*** Data Section Begins ***

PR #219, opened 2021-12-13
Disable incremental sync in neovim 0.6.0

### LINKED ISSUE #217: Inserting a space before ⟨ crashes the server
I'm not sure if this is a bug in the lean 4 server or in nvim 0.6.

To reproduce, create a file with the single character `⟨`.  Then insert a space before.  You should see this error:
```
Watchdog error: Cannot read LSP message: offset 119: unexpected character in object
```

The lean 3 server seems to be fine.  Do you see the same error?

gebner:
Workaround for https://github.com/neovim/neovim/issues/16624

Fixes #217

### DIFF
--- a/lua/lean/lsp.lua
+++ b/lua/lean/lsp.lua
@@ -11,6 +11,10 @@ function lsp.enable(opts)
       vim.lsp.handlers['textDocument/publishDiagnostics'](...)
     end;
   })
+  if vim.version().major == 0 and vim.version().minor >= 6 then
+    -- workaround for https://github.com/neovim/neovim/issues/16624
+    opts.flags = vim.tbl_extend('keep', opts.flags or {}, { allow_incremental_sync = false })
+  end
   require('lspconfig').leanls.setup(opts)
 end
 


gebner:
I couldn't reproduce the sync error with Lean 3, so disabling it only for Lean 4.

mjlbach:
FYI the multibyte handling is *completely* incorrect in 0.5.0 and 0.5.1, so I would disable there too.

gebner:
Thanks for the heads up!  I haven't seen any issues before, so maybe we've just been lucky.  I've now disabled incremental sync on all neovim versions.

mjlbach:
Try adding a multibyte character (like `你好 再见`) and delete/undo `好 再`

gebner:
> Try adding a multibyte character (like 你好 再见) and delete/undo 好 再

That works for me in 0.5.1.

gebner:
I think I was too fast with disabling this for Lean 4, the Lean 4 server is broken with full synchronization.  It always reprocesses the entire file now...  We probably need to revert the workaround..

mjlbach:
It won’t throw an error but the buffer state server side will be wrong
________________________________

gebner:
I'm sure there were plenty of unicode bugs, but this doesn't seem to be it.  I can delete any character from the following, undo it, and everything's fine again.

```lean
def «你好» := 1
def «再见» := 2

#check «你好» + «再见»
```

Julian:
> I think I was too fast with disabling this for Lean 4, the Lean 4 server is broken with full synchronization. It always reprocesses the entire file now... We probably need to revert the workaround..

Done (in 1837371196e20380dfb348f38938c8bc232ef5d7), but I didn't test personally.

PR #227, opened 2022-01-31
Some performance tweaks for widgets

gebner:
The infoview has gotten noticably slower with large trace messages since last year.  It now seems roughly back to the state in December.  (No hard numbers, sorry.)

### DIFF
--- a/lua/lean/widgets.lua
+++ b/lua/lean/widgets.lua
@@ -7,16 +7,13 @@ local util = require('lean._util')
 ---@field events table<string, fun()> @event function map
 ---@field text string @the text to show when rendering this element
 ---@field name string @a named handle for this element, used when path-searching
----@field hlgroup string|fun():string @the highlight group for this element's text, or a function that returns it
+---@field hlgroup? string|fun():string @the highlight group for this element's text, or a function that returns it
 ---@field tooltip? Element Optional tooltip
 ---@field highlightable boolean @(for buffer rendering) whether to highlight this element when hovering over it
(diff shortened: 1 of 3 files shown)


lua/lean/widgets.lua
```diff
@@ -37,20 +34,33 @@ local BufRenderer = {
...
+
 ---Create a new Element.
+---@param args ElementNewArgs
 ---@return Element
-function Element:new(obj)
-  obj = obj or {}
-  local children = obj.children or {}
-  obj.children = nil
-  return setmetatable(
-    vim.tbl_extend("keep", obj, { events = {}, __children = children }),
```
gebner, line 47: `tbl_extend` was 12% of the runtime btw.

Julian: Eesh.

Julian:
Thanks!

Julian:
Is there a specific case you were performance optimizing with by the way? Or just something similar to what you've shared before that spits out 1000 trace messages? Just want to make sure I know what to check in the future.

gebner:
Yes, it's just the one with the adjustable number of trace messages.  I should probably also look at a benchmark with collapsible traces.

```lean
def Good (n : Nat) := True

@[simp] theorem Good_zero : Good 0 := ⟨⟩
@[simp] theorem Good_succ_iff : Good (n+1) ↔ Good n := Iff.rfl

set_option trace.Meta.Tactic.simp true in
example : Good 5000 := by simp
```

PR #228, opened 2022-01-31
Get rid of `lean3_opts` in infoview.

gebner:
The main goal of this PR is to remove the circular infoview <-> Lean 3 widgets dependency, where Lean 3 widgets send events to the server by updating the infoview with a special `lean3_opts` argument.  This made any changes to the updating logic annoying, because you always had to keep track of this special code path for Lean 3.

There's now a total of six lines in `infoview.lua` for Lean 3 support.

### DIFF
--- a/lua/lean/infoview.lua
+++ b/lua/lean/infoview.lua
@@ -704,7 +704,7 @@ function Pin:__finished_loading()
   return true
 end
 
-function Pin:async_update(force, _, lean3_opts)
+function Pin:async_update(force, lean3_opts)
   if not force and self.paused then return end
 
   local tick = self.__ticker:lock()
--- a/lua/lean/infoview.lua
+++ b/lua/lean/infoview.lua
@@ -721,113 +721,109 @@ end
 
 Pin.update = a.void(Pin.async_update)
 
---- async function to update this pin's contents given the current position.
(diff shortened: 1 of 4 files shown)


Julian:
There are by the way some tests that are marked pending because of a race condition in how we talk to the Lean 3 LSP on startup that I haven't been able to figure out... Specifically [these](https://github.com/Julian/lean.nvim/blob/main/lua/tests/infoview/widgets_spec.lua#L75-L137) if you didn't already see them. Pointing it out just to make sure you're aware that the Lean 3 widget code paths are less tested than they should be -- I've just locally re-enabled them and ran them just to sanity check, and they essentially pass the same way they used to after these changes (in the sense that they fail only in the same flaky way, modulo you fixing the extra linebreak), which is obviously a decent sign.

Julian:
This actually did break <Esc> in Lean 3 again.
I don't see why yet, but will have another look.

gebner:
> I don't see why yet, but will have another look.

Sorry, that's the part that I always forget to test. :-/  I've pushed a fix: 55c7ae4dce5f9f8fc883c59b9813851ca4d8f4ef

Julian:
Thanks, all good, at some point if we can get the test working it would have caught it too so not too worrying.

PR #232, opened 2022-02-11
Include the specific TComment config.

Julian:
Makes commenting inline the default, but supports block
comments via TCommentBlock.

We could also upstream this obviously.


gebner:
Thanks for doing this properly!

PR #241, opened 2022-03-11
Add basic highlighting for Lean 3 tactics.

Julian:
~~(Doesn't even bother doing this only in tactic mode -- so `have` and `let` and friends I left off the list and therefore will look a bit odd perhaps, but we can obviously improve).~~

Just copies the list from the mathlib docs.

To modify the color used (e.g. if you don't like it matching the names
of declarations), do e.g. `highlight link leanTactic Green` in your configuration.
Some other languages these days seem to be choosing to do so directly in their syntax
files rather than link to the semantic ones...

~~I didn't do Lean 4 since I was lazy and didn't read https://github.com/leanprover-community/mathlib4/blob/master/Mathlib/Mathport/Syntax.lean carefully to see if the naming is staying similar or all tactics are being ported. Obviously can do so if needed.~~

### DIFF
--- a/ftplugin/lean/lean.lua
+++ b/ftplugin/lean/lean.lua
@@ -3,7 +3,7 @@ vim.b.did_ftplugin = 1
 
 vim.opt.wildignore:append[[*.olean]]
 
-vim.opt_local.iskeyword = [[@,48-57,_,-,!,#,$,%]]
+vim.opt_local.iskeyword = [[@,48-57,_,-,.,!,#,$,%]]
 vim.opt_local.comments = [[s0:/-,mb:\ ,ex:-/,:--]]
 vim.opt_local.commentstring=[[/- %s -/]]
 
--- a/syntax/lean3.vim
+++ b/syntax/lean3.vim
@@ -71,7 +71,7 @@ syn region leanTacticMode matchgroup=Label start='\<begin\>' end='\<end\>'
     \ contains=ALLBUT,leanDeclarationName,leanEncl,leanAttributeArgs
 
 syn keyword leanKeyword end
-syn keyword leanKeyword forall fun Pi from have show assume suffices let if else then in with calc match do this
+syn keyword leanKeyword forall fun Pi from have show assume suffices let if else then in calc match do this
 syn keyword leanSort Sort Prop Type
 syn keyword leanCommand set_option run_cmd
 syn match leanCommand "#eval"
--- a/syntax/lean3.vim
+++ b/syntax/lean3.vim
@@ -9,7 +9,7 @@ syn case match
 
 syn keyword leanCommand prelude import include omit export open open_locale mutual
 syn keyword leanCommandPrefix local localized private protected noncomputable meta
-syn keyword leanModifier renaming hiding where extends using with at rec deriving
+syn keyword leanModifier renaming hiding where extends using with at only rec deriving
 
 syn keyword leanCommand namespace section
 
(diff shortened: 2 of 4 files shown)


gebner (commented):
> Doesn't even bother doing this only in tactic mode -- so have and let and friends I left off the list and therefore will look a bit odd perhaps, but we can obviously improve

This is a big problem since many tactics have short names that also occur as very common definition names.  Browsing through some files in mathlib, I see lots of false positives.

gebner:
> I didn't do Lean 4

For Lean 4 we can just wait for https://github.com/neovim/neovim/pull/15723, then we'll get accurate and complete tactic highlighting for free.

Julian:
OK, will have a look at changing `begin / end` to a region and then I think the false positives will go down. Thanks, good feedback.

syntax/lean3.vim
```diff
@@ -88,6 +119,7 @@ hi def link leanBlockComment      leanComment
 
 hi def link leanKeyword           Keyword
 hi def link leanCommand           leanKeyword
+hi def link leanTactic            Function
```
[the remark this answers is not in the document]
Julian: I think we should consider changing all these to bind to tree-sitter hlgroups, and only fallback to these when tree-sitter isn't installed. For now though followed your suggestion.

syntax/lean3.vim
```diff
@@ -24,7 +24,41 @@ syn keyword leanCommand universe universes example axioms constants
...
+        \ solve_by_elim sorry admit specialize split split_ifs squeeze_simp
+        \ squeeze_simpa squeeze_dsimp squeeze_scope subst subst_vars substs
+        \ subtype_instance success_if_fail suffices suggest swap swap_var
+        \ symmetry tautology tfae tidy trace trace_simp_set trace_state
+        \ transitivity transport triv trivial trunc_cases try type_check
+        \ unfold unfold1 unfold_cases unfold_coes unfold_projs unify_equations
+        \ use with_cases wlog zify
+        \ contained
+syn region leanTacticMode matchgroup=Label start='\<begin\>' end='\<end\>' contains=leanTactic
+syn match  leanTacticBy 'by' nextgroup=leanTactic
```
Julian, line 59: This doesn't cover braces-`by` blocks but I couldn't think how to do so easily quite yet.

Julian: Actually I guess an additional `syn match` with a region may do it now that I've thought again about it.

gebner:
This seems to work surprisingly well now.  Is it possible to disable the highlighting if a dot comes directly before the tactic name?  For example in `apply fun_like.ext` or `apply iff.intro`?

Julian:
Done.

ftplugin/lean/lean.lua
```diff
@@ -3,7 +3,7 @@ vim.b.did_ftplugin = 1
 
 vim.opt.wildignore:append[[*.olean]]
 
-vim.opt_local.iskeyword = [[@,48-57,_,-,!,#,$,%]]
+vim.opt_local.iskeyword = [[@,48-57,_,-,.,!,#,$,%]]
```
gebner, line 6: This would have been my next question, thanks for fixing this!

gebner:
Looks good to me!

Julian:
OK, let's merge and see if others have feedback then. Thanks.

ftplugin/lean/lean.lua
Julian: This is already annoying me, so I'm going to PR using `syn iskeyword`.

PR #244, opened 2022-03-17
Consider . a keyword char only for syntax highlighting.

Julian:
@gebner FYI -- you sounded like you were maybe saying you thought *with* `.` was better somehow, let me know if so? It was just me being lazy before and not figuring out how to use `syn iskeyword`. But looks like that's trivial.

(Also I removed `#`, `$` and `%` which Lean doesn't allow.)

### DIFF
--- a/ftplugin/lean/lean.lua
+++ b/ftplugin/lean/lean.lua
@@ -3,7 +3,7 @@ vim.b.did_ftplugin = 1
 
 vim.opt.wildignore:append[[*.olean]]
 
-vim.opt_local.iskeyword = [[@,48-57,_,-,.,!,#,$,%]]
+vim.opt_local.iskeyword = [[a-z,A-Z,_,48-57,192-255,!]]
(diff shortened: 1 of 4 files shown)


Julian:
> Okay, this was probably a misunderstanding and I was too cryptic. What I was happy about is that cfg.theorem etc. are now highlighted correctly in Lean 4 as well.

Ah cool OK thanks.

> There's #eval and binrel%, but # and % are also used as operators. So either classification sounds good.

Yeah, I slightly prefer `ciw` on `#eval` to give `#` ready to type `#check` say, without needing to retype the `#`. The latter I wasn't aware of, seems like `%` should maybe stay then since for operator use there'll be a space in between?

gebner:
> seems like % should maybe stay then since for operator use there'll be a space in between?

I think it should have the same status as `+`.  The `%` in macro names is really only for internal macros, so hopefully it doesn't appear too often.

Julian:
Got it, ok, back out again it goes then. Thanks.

*** Data Section Ends ***

Every line holding the word "neovim" should be copied out of the records above.

Disable incremental sync in neovim 0.6.0
Workaround for https://github.com/neovim/neovim/issues/16624
+    -- workaround for https://github.com/neovim/neovim/issues/16624
Thanks for the heads up!  I haven't seen any issues before, so maybe we've just been lucky.  I've now disabled incremental sync on all neovim versions.
For Lean 4 we can just wait for https://github.com/neovim/neovim/pull/15723, then we'll get accurate and complete tactic highlighting for free.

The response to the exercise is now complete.